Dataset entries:
╭──

PR #641, opened 2026-08-12
ci: cut over to release-please-driven releases (Phase 1)

andrey-embarklabs:
### Product
None. Release-automation cutover (ADR 0030, Phase 1).

### Technical
Makes release-please **live**: merging its accumulating release PR now cuts the release, so the version and changelog are computed from Conventional-Commit history instead of a hand-typed `workflow_dispatch` version. The manual dispatch stays as a fallback and for recovery.

The hardened `release.yaml` lane is preserved (it still stamps versions, waits for the build, verifies images published, tags, creates the Release, and resets to dev). The cutover wires the release-PR merge to it without changing that flow's guarantees:

- **release-please**: out of shadow (`draft-pull-request: false`); `skip-github-release: true` so it maintains the PR + manifest but does not double-cut the tag/Release (release.yaml stays the single releaser, so the image-verify-before-release guard is kept); `paths-ignore` its own merge commit.
- **`release-dispatch.yaml`** (new): the release-PR merge bumps `.release-please-manifest.json` (the only push that touches it), which triggers this workflow. It creates a boundary tag `v<version>` on the merge commit so release-please can scope its changelog during the build instead of bootstrapping a spurious next-version PR, then dispatches `release.yaml`.
- **`release.yaml`**: `validate` now tolerates a tag-without-Release (fails only if both exist, preserving already-released protection and retryability); the release job anchors the tag to the built commit before creating the Release; a new `verify-dev-reset` guardrail fails loud if a *successful* release left main stamped.
- **`update-versions.sh`**: the dev reset is now idempotent (a no-op is tolerated when resetting to dev; a real stamp still fails on a non-matching pattern).
- **`pr-title-lint.yaml`**: adds the upgrade-notes gate (a breaking PR must fill the "Backward compatibility" section) — the last Phase-1 PR-quality gate (supersedes #632).

### Prerequisite (repo settings, not in this PR)
release-please trusts squashed Conventional-Commit subjects, so before relying on the computed version, enable on `main`: **squash-only merges** (squash message = PR title), **require linear history**, **require status checks up-to-date**. (Greenlit by Kate.)

### Residual known-limitations (documented in `release-dispatch.yaml`; follow-ups)
- A feature merged to `main` *during* a release is built into the images (the lane builds current HEAD by design, to fold in fix-forwards) but is not in the tag/notes. Avoid merging while a release is in flight; a release-in-progress lock is a possible follow-up.
- An abandoned release burns a version number and leaves a phantom changelog entry; recovery runbook is in the workflow comments.

## Type of change
- [x] CI / release automation (non-breaking)

### Backward compatibility
No product impact. `main` stays on dev placeholders exactly as today (release.yaml's stamp-then-reset is unchanged and Ansible reads role defaults, not the files release-please writes). The manual `workflow_dispatch` release path is unchanged.

## Testing
`actionlint` clean on all touched workflows. `update-versions.sh` idempotency verified empirically (dev-on-dev → exit 0, zero diff; stamp→dev roundtrip → net zero; repeat stamp still errors). The design was reviewed adversarially across three rounds (release-please 17.x source + GitHub REST semantics); the flow will exercise end-to-end on the first real release PR.

## Note for reviewers
The intent is to leave the battle-tested `release.yaml` behavior intact and only wire the trigger + guardrails around it. Key things to sanity-check: `skip-github-release` + the boundary tag (so release-please never bootstraps), and the `verify-dev-reset` guardrail's scope (successful-release-but-stamped-main only).

### DIFF
--- a/.github/scripts/update-versions.sh
+++ b/.github/scripts/update-versions.sh
@@ -20,6 +20,9 @@ if [[ "$VERSION" == "dev" ]]; then
     DOCKER_TAG="$DEV_DOCKER_TAG"
     HELM_VERSION="$DEV_HELM_VERSION"
     PYTHON_VERSION="$DEV_PYTHON_VERSION"
+    # A dev reset is idempotent: a file already at its dev value is expected (e.g. a
+    # component that was never stamped, or re-running the reset), so a no-op is fine.
+    ALLOW_NOOP=true
     echo "Resetting to dev versions..."
 else
     # Validate release version format
@@ -30,6 +33,9 @@ else
     DOCKER_TAG="$VERSION"
     HELM_VERSION="$VERSION"
     PYTHON_VERSION="$VERSION"
+    # During a real stamp a no-op means the pattern did not match (e.g. a renamed
+    # variable) and must fail loudly, so no-ops are NOT tolerated here.
+    ALLOW_NOOP=false
     echo "Updating version files to $VERSION..."
 fi
 
@@ -54,11 +60,17 @@ update_file() {
     # Using -i.bak creates a backup we can compare against to verify the change.
     sed -i.bak -E "s|$pattern|$replacement|" "$file"
 
-    # Fail if sed didn't change anything (pattern may not have matched)
+    # sed made no change. In a dev reset that just means the file is already at its
+    # dev value (tolerated, keeps the reset idempotent). During a stamp it means the
+    # pattern did not match, which must fail.
     if cmp -s "$file" "${file}.bak"; then
+        rm -f "${file}.bak"
+        if [[ "${ALLOW_NOOP:-false}" == "true" ]]; then
+            echo "  - $description: $file (already at target)"
+            return 0
+        fi
         echo "  ERROR: No changes made to $file for $description"
         echo "         Pattern may not have matched: $pattern"
-        rm -f "${file}.bak"
         exit 1
     fi
 
--- a/.github/workflows/release-dispatch.yaml
+++ b/.github/workflows/release-dispatch.yaml
@@ -1,0 +1,76 @@
+name: Release Dispatch
+
+# Bridges release-please (LIVE) to the release lane. When a release-please PR is
+# merged, its squashed commit bumps .release-please-manifest.json on main -- the
+# ONLY push that touches that file -- so the path filter below is an exact "a
+# release was just approved" signal. On that signal this workflow:
+#
+#   1. Creates the boundary tag v<version> on the merge commit. release-please runs
+#      with skip-github-release, so it never tags; without a tag it would, during
+#      release.yaml's long build, see a manifest version ahead of the last tag and
+#      bootstrap a spurious next-version PR from repo start. The pre-created tag is
+#      the marker that keeps release-please's changelog scoping correct.
+#   2. Dispatches release.yaml, which stays the single authoritative lane: stamp
+#      versions -> wait for the build -> verify images published -> create the GitHub
+#      Release ON THIS TAG -> reset to dev. The Release is minted LAST, after image
+#      verification, so a failed build never yields a Release (only the boundary tag,
+#      which is retryable via a manual re-dispatch and which release.yaml tolerates).
+#
+# Recovery + known limitations:
+#   - Failed release (main left stamped): release.yaml's verify-dev-reset job fails
+#     LOUD. Retry the SAME version with:  gh workflow run release.yaml --ref main
+#     -f version=X.Y.Z  (validate tolerates the boundary tag; version-bump reuses the
+#     existing bump commit).
+#   - Abandoned release: the boundary tag v<version> persists, so release-please treats
+#     the version as released and the next PR proposes the NEXT number (the number is
+#     burned) while a CHANGELOG entry for it stays on main. To RECLAIM the number
+#     instead: delete tag v<version> and its Release FIRST, then revert the release-PR
+#     merge (drops the manifest + CHANGELOG bump); release-please then re-proposes it.
+#     Note the revert changes the manifest, so it re-triggers this workflow; deleting
+#     the tag+Release first lets that run complete cleanly instead of failing at
+#     release.yaml's validate on an already-released version.
+#   - A feature PR merged to main DURING a release is built into the release images
+#     (release.yaml builds current HEAD by design, to fold in fix-forward commits) but
+#     is not in the tag/notes. Avoid merging to main while a release is in flight; a
+#     release-in-progress lock on main is a possible future hardening.
+on:
+  push:
+    branches: [main]
+    paths:
+      - .release-please-manifest.json
+
+concurrency:
+  group: release-dispatch
+  cancel-in-progress: false
+
+permissions:
+  contents: write # create the boundary tag
+  actions: write # dispatch release.yaml (workflow_dispatch via GITHUB_TOKEN is allowed to trigger a run)
+
+jobs:
+  dispatch:
+    name: Tag + dispatch release
+    runs-on: ubuntu-latest
+    steps:
+      - name: Checkout
+        uses: actions/checkout@3d3c42e5aac5ba805825da76410c181273ba90b1 # v7.0.1
+
+      - name: Create the boundary tag + dispatch release.yaml
+        env:
+          GH_TOKEN: ${{ github.token }}
+        run: |
+          set -euo pipefail
+          VERSION="$(jq -r '."."' .release-please-manifest.json)"
+          if ! [[ "$VERSION" =~ ^[0-9]+\.[0-9]+\.[0-9]+$ ]]; then
+            echo "::error::manifest version '${VERSION}' is not X.Y.Z; not releasing"
+            exit 1
+          fi
+          if gh api "repos/${GITHUB_REPOSITORY}/git/ref/tags/v${VERSION}" >/dev/null 2>&1; then
+            echo "::notice::tag v${VERSION} already exists; leaving it in place"
+          else
+            echo "::notice::creating boundary tag v${VERSION} at ${GITHUB_SHA}"
+            gh api -X POST "repos/${GITHUB_REPOSITORY}/git/refs" \
+              -f ref="refs/tags/v${VERSION}" -f sha="${GITHUB_SHA}"
+          fi
+          echo "::notice::dispatching release.yaml for v${VERSION}"
+          gh workflow run release.yaml --ref main -f version="${VERSION}"
--- a/.github/workflows/release-dispatch.yaml
+++ b/.github/workflows/release-dispatch.yaml
@@ -23,12 +23,10 @@ name: Release Dispatch
 #     existing bump commit).
 #   - Abandoned release: the boundary tag v<version> persists, so release-please treats
 #     the version as released and the next PR proposes the NEXT number (the number is
-#     burned) while a CHANGELOG entry for it stays on main. To RECLAIM the number
-#     instead: delete tag v<version> and its Release FIRST, then revert the release-PR
-#     merge (drops the manifest + CHANGELOG bump); release-please then re-proposes it.
-#     Note the revert changes the manifest, so it re-triggers this workflow; deleting
-#     the tag+Release first lets that run complete cleanly instead of failing at
-#     release.yaml's validate on an already-released version.
+#     burned) while a CHANGELOG entry for it stays on main. Reverting the release PR
+#     re-triggers this workflow with the PRIOR manifest version, which validate rejects
+#     as already-released -- harmless (nothing gets stamped), but not a clean reclaim;
+#     renumbering past a burned version is manual.
 #   - A feature PR merged to main DURING a release is built into the release images
 #     (release.yaml builds current HEAD by design, to fold in fix-forward commits) but
 #     is not in the tag/notes. Avoid merging to main while a release is in flight; a
--- a/.github/workflows/release-dispatch.yaml
+++ b/.github/workflows/release-dispatch.yaml
@@ -42,8 +42,8 @@ concurrency:
   cancel-in-progress: false
 
 permissions:
-  contents: write # create the boundary tag
-  actions: write # dispatch release.yaml (workflow_dispatch via GITHUB_TOKEN is allowed to trigger a run)
+  contents: read # checkout (the boundary tag is written with the app token)
+  actions: write # dispatch release.yaml (workflow_dispatch via GITHUB_TOKEN triggers a run)
 
 jobs:
   dispatch:
@@ -53,9 +53,18 @@ jobs:
       - name: Checkout
         uses: actions/checkout@3d3c42e5aac5ba805825da76410c181273ba90b1 # v7.0.1
 
-      - name: Create the boundary tag + dispatch release.yaml
+      # App token so the boundary tag has the SAME writer as release.yaml's tag move
+      # (single identity, one bypass to configure if v* tags ever get a ruleset).
+      - name: Generate token from GitHub App
+        id: app_token
+        uses: actions/create-github-app-token@bcd2ba49218906704ab6c1aa796996da409d3eb1 # v3.2.0
+        with:
+          client-id: ${{ secrets.RELEASE_APP_ID }}
+          private-key: ${{ secrets.RELEASE_APP_PRIVATE_KEY }}
+
+      - name: Create the boundary tag
         env:
-          GH_TOKEN: ${{ github.token }}
+          GH_TOKEN: ${{ steps.app_token.outputs.token }}
         run: |
           set -euo pipefail
           VERSION="$(jq -r '."."' .release-please-manifest.json)"
@@ -63,6 +72,7 @@ jobs:
             echo "::error::manifest version '${VERSION}' is not X.Y.Z; not releasing"
             exit 1
           fi
+          echo "VERSION=${VERSION}" >> "$GITHUB_ENV"
           if gh api "repos/${GITHUB_REPOSITORY}/git/ref/tags/v${VERSION}" >/dev/null 2>&1; then
             echo "::notice::tag v${VERSION} already exists; leaving it in place"
           else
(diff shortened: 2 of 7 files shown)


.github/workflows/release.yaml
```diff
@@ -385,18 +395,32 @@ jobs:
...
           COMMIT_SHA: ${{ needs.wait-for-build.outputs.commit_sha }}
         run: |
+          set -euo pipefail
+          # release-dispatch.yaml pre-creates the boundary tag v${VERSION} at the
+          # release-PR merge commit so release-please can scope its changelog during
+          # the build. Now that the built + image-verified commit exists, point the tag
+          # at it so `git checkout v${VERSION}` reproduces the released source (parity
+          # with the manual-dispatch path, where the tag does not pre-exist and we
+          # create it). gh then anchors the Release to that tag, so no --target needed.
+          # The built commit is a descendant of the merge commit and the only commit
```
kathrynalpert, line 431: The invariant in this comment — that the only commit between the two positions is
`Update to version X.Y.Z` — isn't enforced, and the retry path breaks it by design.
`wait-for-build` deliberately re-pulls main so a fix-forward gets included, so after a failed
attempt where someone merged `fix(ci): ...`, the tag moves from the merge commit *past* that
fix.

The tag is the only record of how far the release accounted for, so that fix then appears in
neither changelog: not in 4.2.0's (release-please wrote it at the merge commit, before the fix
existed) and not in 4.3.0's (it's behind the boundary). It also doesn't count toward the next
version bump, so a `feat!:` merged in that window would ship without a major.

The release-in-progress lock fixes this by construction. Until it exists, can we make the
violation loud? Roughly:

```bash
old="$(gh api "repos/${REPO}/git/ref/tags/v${VERSION}" --jq .object.sha)"
extra="$(git log --format='%s' "${old}..${COMMIT_SHA}" | grep -v "^Update to version ${VERSION}$" || true)"
[ -z "$extra" ] || { echo "::error::merged during the release, will be dropped from the changelog: ${extra}"; exit 1; }
```

This job's checkout is shallow, so it would need `fetch-depth: 0` (line 363).

If you'd rather not hard-fail before the lock lands, the alternative is to move the tag to the
stamp commit (`validate.outputs.version_bump_sha`) instead of `wait-for-build`'s HEAD. Then
anything merged during the release stays after the boundary and lands correctly in the next
changelog. The cost is that after a fix-forward the tag's tree no longer matches the images —
which I'd rather have than an invisible changelog hole.

Related, and part of why I want the lock: while main is stamped, any PR merged to main
republishes the `X.Y.Z` images over the ones this job just verified, because ci.yaml's
`publish` fires on `changes.<image> == 'true'` and the tag is mutable. Build-lane digests are
unaffected so the haul is fine, but `X.Y.Z` isn't immutable during that window. Pre-existing,
not this PR's doing.

.github/workflows/release.yaml
```diff
@@ -385,18 +395,32 @@ jobs:
...
+          # between them ("Update to version X.Y.Z") is not a Conventional Commit, so
+          # moving the tag forward does not disturb release-please's next-cycle scoping.
+          if gh api "repos/${REPO}/git/ref/tags/v${VERSION}" >/dev/null 2>&1; then
+            gh api -X PATCH "repos/${REPO}/git/refs/tags/v${VERSION}" -F sha="${COMMIT_SHA}" -F force=true
```
kathrynalpert: Nit: `-F` parses the value as a typed JSON literal, so an all-digit SHA would go out as a
number. `-f sha="${COMMIT_SHA}" -F force=true` is the safe form.

.github/workflows/release-dispatch.yaml
```diff
@@ -0,0 +1,76 @@
...
+#     -f version=X.Y.Z  (validate tolerates the boundary tag; version-bump reuses the
+#     existing bump commit).
+#   - Abandoned release: the boundary tag v<version> persists, so release-please treats
+#     the version as released and the next PR proposes the NEXT number (the number is
+#     burned) while a CHANGELOG entry for it stays on main. To RECLAIM the number
+#     instead: delete tag v<version> and its Release FIRST, then revert the release-PR
+#     merge (drops the manifest + CHANGELOG bump); release-please then re-proposes it.
+#     Note the revert changes the manifest, so it re-triggers this workflow; deleting
+#     the tag+Release first lets that run complete cleanly instead of failing at
+#     release.yaml's validate on an already-released version.
```
kathrynalpert: I don't think this recovery works as written. Reverting the release-PR merge restores the
manifest to the *previous* version, so the revert push dispatches `release.yaml` with
`version=4.1.0` — whose tag and Release both exist, so `validate` fails. Deleting v4.2.0's tag
and Release first doesn't change that.

It's harmless, since validate fails before anything is stamped, but the comment promises a
clean run you won't get. Suggest saying that instead: the revert re-triggers this workflow and
its run fails at `validate` on the previous version, and that failure is expected.

.github/workflows/release-dispatch.yaml
```diff
@@ -0,0 +1,76 @@
...
+#   - A feature PR merged to main DURING a release is built into the release images
+#     (release.yaml builds current HEAD by design, to fold in fix-forward commits) but
+#     is not in the tag/notes. Avoid merging to main while a release is in flight; a
+#     release-in-progress lock on main is a possible future hardening.
+on:
+  push:
+    branches: [main]
+    paths:
+      - .release-please-manifest.json
```
kathrynalpert, line 38: Worth noting in the comment block: this same push also kicks off a full `ci.yaml` run on the
merge commit, which publishes nothing (no image paths changed, and `latest` is already
published) but still spends a complete deploy-and-test cycle, and it overlaps the
version-bump run that lands a minute later. Two `publish-charts` jobs then race to advance the
floating `main` haul tag, and the order isn't deterministic.

Pre-existing hazard, but this flow guarantees it on every release rather than leaving it to
chance. Not asking for a fix here — just don't want it to surprise us the first time.

.github/workflows/release-dispatch.yaml
```diff
@@ -0,0 +1,76 @@
...
+          VERSION="$(jq -r '."."' .release-please-manifest.json)"
+          if ! [[ "$VERSION" =~ ^[0-9]+\.[0-9]+\.[0-9]+$ ]]; then
+            echo "::error::manifest version '${VERSION}' is not X.Y.Z; not releasing"
+            exit 1
+          fi
+          if gh api "repos/${GITHUB_REPOSITORY}/git/ref/tags/v${VERSION}" >/dev/null 2>&1; then
+            echo "::notice::tag v${VERSION} already exists; leaving it in place"
+          else
+            echo "::notice::creating boundary tag v${VERSION} at ${GITHUB_SHA}"
+            gh api -X POST "repos/${GITHUB_REPOSITORY}/git/refs" \
```
kathrynalpert, line 80: Minor: the tag is created here with `GITHUB_TOKEN` but moved in `release.yaml` with the
RELEASE_APP token. Works today, but since we're changing branch protection as a prerequisite
anyway — if we ever add a ruleset on `v*` tags, both identities need a bypass. Might be
simpler to mint the app token here too and keep a single writer for that tag.

.github/scripts/update-versions.sh
```diff
@@ -20,6 +20,9 @@ if [[ "$VERSION" == "dev" ]]; then
     DOCKER_TAG="$DEV_DOCKER_TAG"
     HELM_VERSION="$DEV_HELM_VERSION"
     PYTHON_VERSION="$DEV_PYTHON_VERSION"
+    # A dev reset is idempotent: a file already at its dev value is expected (e.g. a
+    # component that was never stamped, or re-running the reset), so a no-op is fine.
+    ALLOW_NOOP=true
```
kathrynalpert, line 25: Worth recording the interaction with `verify-dev-reset`: that job detects "main is still
stamped" by running this script in dev mode and looking for a diff. Since a dev reset now
tolerates a pattern that doesn't match, a renamed variable would let both the reset and the
verification pass while that one file stays stamped.

The stamp path still fails loudly, so it's caught at the next release — a "found one release
late" issue rather than a hole. Fine to leave as is; I just want it written down.

.github/workflows/release.yaml
```diff
@@ -464,3 +488,39 @@ jobs:
...
+        uses: actions/checkout@3d3c42e5aac5ba805825da76410c181273ba90b1 # v7.0.1
+        with:
+          fetch-depth: 0
+
+      - name: Assert VERSION files are back at dev placeholders
+        env:
+          VERSION: ${{ inputs.version }}
+          REF_NAME: ${{ github.ref_name }}
+        run: |
+          git pull origin "${REF_NAME}"
```
kathrynalpert: Small one: this pulls immediately after `reset-dev` pushed. A stale read here would fail a
release that actually succeeded, and the message tells the operator to go fix something that
isn't broken. Given how loud the failure is, a short retry (or re-checking once before
failing) might be worth it.

kathrynalpert (commented):
I like that `release.yaml` stays the engine with the manual dispatch surviving as a fallback.

Three requests:

**1. The tag move can silently drop commits from the changelog.** Details inline. The
release-in-progress lock you list as a possible follow-up seems like the fix, and I'd like us to
commit to it rather than leave it as "possible."

**2. Charts don't publish at `X.Y.Z`.** ADR 0030's release lane says "Charts publish as OCI
artifacts at `X.Y.Z`, at the same registry paths as the build lane," and the lane table says a
release covers all artifacts. Today `publish-charts` lives only in `ci.yaml`, always stamps the
build-lane version, and fires only on changed paths — `release.yaml` publishes no charts at
all. So once this lands, merging a release PR cuts a release that ADR 0030 says is incomplete.
Nothing breaks today because on-prem installs from the checkout rather than from OCI, but the
GitOps lane can't pin a release at all.

Claude suggests a job between `wait-for-build` and `release`, so it inherits the existing
"verify everything exists before minting the Release" guarantee:

```yaml
# per ADR 0030: any directory under helm/ with a Chart.yaml, excluding vendored charts/
helm package "$dir" --version "$VERSION" --app-version "$VERSION" -d "$RUNNER_TEMP"
helm push "$RUNNER_TEMP/$name-$VERSION.tgz" "oci://ghcr.io/washu-tag/charts"
```

Two gotchas:

- Pass `--version` / `--app-version` explicitly rather than relying on the stamped
  `Chart.yaml`. `update-versions.sh` stamps 12 of the 14 charts — `dcm4chee` and `orthanc`
  aren't in its list and would go out at `0.0.0-dev`.
- Verification is nearly free. `ghcr-tag-published.sh` takes the name as a path segment, so
  `ghcr-tag-published.sh charts/launchpad 4.2.0` works unmodified; the existing verify step
  just needs a second loop.

**3. Nothing maps `X.Y.Z` to a haul.** #642 and #643 are both build-lane only, so after this
lands an air-gapped site can transport a build but can't find the one that is 4.2.0. This
shouldn't need a second haul though — the build haul from the release's own CI run is already
the release content, so it may be as small as `oras tag`-ing that bundle to `X.Y.Z` once the
release is verified, the same way we advance `:main`. Cosign signatures are keyed by digest, so
the existing signature still verifies through the alias. Only catch is `release.yaml` needs the
build version of the run it waited on, which is probably easiest if `ci.yaml` surfaces it.

I (erm, Claude) added a few smaller nits inline.

andrey-embarklabs:
> I like that `release.yaml` stays the engine with the manual dispatch surviving as a fallback.
> 
> Three requests:
> 
> **1. The tag move can silently drop commits from the changelog.** Details inline. The release-in-progress lock you list as a possible follow-up seems like the fix, and I'd like us to commit to it rather than leave it as "possible."
> 
> **2. Charts don't publish at `X.Y.Z`.** ADR 0030's release lane says "Charts publish as OCI artifacts at `X.Y.Z`, at the same registry paths as the build lane," and the lane table says a release covers all artifacts. Today `publish-charts` lives only in `ci.yaml`, always stamps the build-lane version, and fires only on changed paths — `release.yaml` publishes no charts at all. So once this lands, merging a release PR cuts a release that ADR 0030 says is incomplete. Nothing breaks today because on-prem installs from the checkout rather than from OCI, but the GitOps lane can't pin a release at all.
> 
> Claude suggests a job between `wait-for-build` and `release`, so it inherits the existing "verify everything exists before minting the Release" guarantee:
> 
> ```yaml
> # per ADR 0030: any directory under helm/ with a Chart.yaml, excluding vendored charts/
> helm package "$dir" --version "$VERSION" --app-version "$VERSION" -d "$RUNNER_TEMP"
> helm push "$RUNNER_TEMP/$name-$VERSION.tgz" "oci://ghcr.io/washu-tag/charts"
> ```
> 
> Two gotchas:
> 
> * Pass `--version` / `--app-version` explicitly rather than relying on the stamped
>   `Chart.yaml`. `update-versions.sh` stamps 12 of the 14 charts — `dcm4chee` and `orthanc`
>   aren't in its list and would go out at `0.0.0-dev`.
> * Verification is nearly free. `ghcr-tag-published.sh` takes the name as a path segment, so
>   `ghcr-tag-published.sh charts/launchpad 4.2.0` works unmodified; the existing verify step
>   just needs a second loop.
> 
> **3. Nothing maps `X.Y.Z` to a haul.** #642 and #643 are both build-lane only, so after this lands an air-gapped site can transport a build but can't find the one that is 4.2.0. This shouldn't need a second haul though — the build haul from the release's own CI run is already the release content, so it may be as small as `oras tag`-ing that bundle to `X.Y.Z` once the release is verified, the same way we advance `:main`. Cosign signatures are keyed by digest, so the existing signature still verifies through the alias. Only catch is `release.yaml` needs the build version of the run it waited on, which is probably easiest if `ci.yaml` surfaces it.
> 
> I (erm, Claude) added a few smaller nits inline.

thanks for the thorough pass. rundown of what landed:

tag-move / mid-release drift: went with the pin-to-fixed-commit route over the branch lock. wait-for-build now targets the version-bump (stamped) commit instead of re-pulling HEAD, so a feature merged mid-release can't be swept into the images or past the tag. folding a fix into a failed release now goes through reset + re-dispatch.

charts at X.Y.Z: added a publish-charts job to the release lane that packages/pushes/signs all 14 charts at X.Y.Z from the stamped commit, so a release is a coherent artifact set per ADR 0030.

nits: -f sha (not -F), verify-dev-reset re-fetches before failing so a stale read can't fail a good release, and the abandoned-release comment now says what actually happens (the revert re-triggers with the prior version, which validate rejects, so not a clean reclaim).

also folded in: the release-PR merge no longer triggers a redundant ci.yaml run (paths-ignore on the push trigger, so PR checks are untouched), and the boundary tag is now minted with the app token so it has a single writer.

.github/workflows/release.yaml
```diff
@@ -464,3 +490,103 @@ jobs:
...
+          done
+          echo "::error::Release v${VERSION} succeeded but ${REF_NAME} is still STAMPED (reset-dev did not complete). A dev deploy would pull v${VERSION} instead of latest. Re-dispatch will NOT help (v${VERSION} is already released); reset manually:"
+          echo "::error::  git checkout ${REF_NAME} && bash .github/scripts/update-versions.sh dev && git commit -am 'Reset to dev versions' && git push"
+          git --no-pager diff --stat
+          exit 1
+
+  publish-charts:
+    name: Publish charts at the release version
+    runs-on: ubuntu-latest
+    needs: [validate, version-bump, release]
```
kathrynalpert: This landed *after* `release`: gated on `needs.release.result == 'success'`, the GitHub Release is minted first and the
charts publish after. This means there's no chart equivalent of the "Verify the release images were
published" step. If any of
the 14 legs fails — a transient GHCR 5xx, a cosign hiccup — the release is published with
charts partly missing, and the release job has finished, so nothing re-checks.

Suggest moving `publish-charts` between `wait-for-build` and `release` (`needs: [validate,
version-bump, wait-for-build]`) and adding a second loop to the existing verify step;
`ghcr-tag-published.sh charts/<name> "$VERSION"` works unmodified. Then charts inherit the same
"nothing is claimed until everything exists" property the images already have.

.github/workflows/release.yaml
```diff
@@ -233,15 +243,17 @@ jobs:
       - name: Determine target commit
         id: target
         env:
-          REF_NAME: ${{ github.ref_name }}
+          # Pin the release to the version-bump (stamped) commit, not current HEAD, so a
+          # feature merged mid-release can't be swept into the images or past the tag (it
```
kathrynalpert: The pin fixes the tag and changelog half, and it does it more cleanly than either option Claude
suggested — the tag can now only move from the merge commit to the stamp commit, so no
Conventional Commit can ever be swallowed.

But "can't be swept into the images" isn't accurate:
Images are published by whatever `ci.yaml` run fires, and while `main` is stamped, a PR merged
mid-release still derives `X.Y.Z` from the version files and pushes over the release tags —
`publish` gates on `changes.<image> == 'true'`, and the tag is mutable. Pinning changes which run
we *verify*, not who can push after we've verified it.

Closing this still requires a release-in-progress lock, I think. If we don't want to pursue that option, I'm ok with communication via Slack instead, but the comment should be corrected.

andrey-embarklabs:
> Looks like mapping `X.Y.Z` to a haul still isn't in here: there's no `oras` or haul reference anywhere in `release.yaml` (and #643 is missing retention for release-tagged hauls). Is this planned as a follow-up?

all three addressed, pushed as 3346e6ad:

X.Y.Z -> haul: new alias-haul job. after the release is minted it reads the build
version of the CI run wait-for-build waited on (ci.yaml now surfaces it as a
haul-version artifact) and oras-tags the manifest + bundle to X.Y.Z. cosign sig is
digest-keyed so it verifies through the alias, no re-sign. if the artifact isn't
there yet (the window before the build lane is live) it skips with a warning + the
manual oras command rather than redding a release that already succeeded.

publish-charts before release: moved to needs [validate, version-bump,
wait-for-build]; release now needs + gates on it and re-verifies all 14 chart tags
next to the images (ghcr-tag-published charts/<name> works unmodified), so nothing
is claimed until every artifact exists.

target-commit comment: corrected. it now says pinning fixes the tag/changelog
boundary but does NOT stop a mid-release merge overwriting the X.Y.Z images (mutable
tag + changes-gated publish). left the release-in-progress lock as the real fix /
tracked follow-up; i'll hold merges during a release in the meantime, or we do the
lock next, your call.

merge order: alias-haul reads the artifact #642's ci.yaml produces, so #642 wants to
land with or before this one.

╰──

__DIRECTIONS__. Give back, exactly as written, the stretch from the line with "## Type of change" through the line with "### Backward compatibility", and no other lines from the records above.

__SOLUTION FOR THIS EXERCISE__.
## Type of change
- [x] CI / release automation (non-breaking)

### Backward compatibility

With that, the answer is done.